Work item
Would you find each line in the entries below with the string "createTests" and copy it?

Data records

PR #9965, opened 2016-09-22
Allow the debugger to work in code which calls __import__("__main__")

### LINKED ISSUE #9941: Using the IPython debugger in a unittest fails to continue
The new tab completion with IPython 5 is great! My congratulations, I really do not want to miss that again. Not even in the debugger --- where I discovered the following behaviour:

To my understanding IPython 5.1.0 allows debugging with tab completion by inserting the following line `from IPython.terminal.debugger import TerminalPdb ;TerminalPdb().set_trace()` (see also #9940). However, when doing so in the script below and simply hitting `c` for continue, it will exit with an attribute error:
```
  File "../snippets/test_ipython_debugger_in_unittest.py", line 21, in <module>
    if __name__ == '__main__':
  File "/usr/lib/python3.4/unittest/main.py", line 92, in __init__
    self.parseArgs(argv)
  File "/usr/lib/python3.4/unittest/main.py", line 139, in parseArgs
    self.createTests()
  File "/usr/lib/python3.4/unittest/main.py", line 146, in createTests
    self.module)
  File "/usr/lib/python3.4/unittest/loader.py", line 146, in loadTestsFromNames
    suites = [self.loadTestsFromName(name, module) for name in names]
  File "/usr/lib/python3.4/unittest/loader.py", line 146, in <listcomp>
    suites = [self.loadTestsFromName(name, module) for name in names]
  File "/usr/lib/python3.4/unittest/loader.py", line 114, in loadTestsFromName
    parent, obj = obj, getattr(obj, part)
AttributeError: 'module' object has no attribute 'suite'
```

Using `import pdb; pdb.set_trace()` (commented line in code below) in contrast continues as expected (without exception).

----

```python
import unittest

class ATest(unittest.TestCase):
    def test_true(self):
        self.assertTrue(True)

def suite():
    return unittest.makeSuite(ATest, 'test_')

from IPython.terminal.debugger import TerminalPdb; TerminalPdb().set_trace()
#import pdb; pdb.set_trace()

if __name__ == '__main__':
    unittest.main(defaultTest='suite')
```

mbyt:
this basically resolves #9941 as suggested by @takluyver in https://github.com/ipython/ipython/issues/9941#issuecomment-248071079.

In summary, it is needed to run e.g. standard unittests within the debugger. For more details see #9941.

### DIFF
--- a/IPython/core/debugger.py
+++ b/IPython/core/debugger.py
@@ -227,10 +227,14 @@ class Pdb(OldPdb, object):
         self.shell = get_ipython()
 
         if self.shell is None:
+            save_main = sys.modules['__main__']
             # No IPython instance running, we must create one
             from IPython.terminal.interactiveshell import \
                 TerminalInteractiveShell
             self.shell = TerminalInteractiveShell.instance()
+            # needed by any code which calls __import__("__main__") after
+            # the debugger was entered. See also #9941.
+            sys.modules['__main__'] = save_main 
 
         if color_scheme is not None:
             warnings.warn(


takluyver:
Thanks, this looks good to me. I don't think it can easily be tested, because the test framework creates a shell instance, so this branch wouldn't be taken in the tests.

Solution to the exercise
    self.createTests()
  File "/usr/lib/python3.4/unittest/main.py", line 146, in createTests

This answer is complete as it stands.